### Work to be completed
Copy exactly the lines of the records below, and only those lines, beginning with the line that contains "PR #228, opened 2025-05-05" and ending with the line that contains "for a match".

### Collected data entries
_____

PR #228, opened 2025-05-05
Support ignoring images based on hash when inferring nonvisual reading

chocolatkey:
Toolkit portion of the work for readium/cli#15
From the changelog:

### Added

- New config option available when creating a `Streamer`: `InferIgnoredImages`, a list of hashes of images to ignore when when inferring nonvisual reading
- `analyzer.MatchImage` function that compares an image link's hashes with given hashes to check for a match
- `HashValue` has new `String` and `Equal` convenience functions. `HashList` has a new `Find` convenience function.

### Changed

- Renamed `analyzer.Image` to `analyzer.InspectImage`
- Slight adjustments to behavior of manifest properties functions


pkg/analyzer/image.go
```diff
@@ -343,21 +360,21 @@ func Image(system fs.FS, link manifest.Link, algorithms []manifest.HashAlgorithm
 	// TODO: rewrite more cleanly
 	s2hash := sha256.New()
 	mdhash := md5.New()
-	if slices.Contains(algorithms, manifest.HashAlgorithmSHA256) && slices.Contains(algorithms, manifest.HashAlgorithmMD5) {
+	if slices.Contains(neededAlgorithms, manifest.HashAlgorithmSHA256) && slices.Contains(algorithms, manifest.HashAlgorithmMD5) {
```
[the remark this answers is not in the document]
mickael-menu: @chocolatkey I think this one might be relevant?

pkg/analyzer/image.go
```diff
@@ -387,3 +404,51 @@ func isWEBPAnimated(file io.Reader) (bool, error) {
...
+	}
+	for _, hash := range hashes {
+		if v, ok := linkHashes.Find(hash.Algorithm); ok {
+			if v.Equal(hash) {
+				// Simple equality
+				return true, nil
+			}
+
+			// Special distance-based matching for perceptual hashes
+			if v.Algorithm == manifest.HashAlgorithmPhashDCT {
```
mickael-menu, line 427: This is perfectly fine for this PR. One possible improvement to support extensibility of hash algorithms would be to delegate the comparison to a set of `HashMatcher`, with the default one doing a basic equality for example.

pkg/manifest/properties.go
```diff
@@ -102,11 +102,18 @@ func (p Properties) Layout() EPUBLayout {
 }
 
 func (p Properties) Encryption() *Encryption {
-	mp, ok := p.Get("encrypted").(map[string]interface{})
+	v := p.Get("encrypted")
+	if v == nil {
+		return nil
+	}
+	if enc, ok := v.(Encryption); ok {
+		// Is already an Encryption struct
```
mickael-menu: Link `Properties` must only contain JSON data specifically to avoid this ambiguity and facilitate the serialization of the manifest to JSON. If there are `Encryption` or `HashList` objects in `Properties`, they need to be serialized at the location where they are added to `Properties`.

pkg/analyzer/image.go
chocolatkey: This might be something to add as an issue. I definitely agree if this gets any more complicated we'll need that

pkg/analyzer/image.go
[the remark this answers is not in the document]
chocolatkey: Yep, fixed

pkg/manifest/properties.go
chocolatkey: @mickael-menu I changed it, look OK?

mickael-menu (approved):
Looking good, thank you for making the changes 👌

_____

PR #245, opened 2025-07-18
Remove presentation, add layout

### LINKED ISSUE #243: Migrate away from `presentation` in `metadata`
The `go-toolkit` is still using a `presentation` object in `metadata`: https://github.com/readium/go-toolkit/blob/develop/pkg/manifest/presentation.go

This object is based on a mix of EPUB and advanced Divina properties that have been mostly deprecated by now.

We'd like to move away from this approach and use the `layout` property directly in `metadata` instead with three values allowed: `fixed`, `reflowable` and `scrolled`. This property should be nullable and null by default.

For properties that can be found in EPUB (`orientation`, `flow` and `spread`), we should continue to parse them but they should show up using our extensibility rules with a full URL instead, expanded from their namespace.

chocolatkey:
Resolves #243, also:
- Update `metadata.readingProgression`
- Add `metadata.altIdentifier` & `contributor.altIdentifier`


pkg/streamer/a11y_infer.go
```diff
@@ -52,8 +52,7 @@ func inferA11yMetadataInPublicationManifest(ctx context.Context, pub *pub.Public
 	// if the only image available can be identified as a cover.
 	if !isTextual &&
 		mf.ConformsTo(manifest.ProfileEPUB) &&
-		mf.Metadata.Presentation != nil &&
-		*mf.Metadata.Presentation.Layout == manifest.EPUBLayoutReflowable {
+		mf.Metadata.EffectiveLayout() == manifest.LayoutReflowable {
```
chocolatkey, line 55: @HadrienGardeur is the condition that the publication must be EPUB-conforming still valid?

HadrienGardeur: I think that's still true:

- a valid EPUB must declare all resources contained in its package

_____

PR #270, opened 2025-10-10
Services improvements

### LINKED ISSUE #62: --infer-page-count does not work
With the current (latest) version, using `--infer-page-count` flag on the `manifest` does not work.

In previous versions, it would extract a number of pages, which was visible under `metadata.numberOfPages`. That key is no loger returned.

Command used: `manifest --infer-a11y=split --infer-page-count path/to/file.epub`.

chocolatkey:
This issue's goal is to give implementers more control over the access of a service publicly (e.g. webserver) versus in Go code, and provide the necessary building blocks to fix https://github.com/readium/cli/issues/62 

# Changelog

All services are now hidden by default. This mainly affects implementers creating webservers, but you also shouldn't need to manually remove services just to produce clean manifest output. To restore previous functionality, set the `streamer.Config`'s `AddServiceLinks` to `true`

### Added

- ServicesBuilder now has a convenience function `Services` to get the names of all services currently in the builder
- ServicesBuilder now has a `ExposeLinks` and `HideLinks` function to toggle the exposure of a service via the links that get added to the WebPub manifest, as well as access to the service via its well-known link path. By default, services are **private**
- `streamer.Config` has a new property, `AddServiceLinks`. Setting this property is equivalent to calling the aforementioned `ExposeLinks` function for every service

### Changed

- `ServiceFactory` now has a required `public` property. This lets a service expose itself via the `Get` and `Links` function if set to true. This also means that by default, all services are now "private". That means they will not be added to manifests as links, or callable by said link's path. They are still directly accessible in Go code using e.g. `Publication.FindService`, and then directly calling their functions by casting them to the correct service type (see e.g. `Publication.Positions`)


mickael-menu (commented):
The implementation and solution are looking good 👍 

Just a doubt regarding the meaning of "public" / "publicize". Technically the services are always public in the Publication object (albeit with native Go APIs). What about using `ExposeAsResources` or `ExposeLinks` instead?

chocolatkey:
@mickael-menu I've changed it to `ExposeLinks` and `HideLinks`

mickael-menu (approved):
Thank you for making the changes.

_____

### Response area
PR #228, opened 2025-05-05
Support ignoring images based on hash when inferring nonvisual reading

chocolatkey:
Toolkit portion of the work for readium/cli#15
From the changelog:

### Added

- New config option available when creating a `Streamer`: `InferIgnoredImages`, a list of hashes of images to ignore when when inferring nonvisual reading
- `analyzer.MatchImage` function that compares an image link's hashes with given hashes to check for a match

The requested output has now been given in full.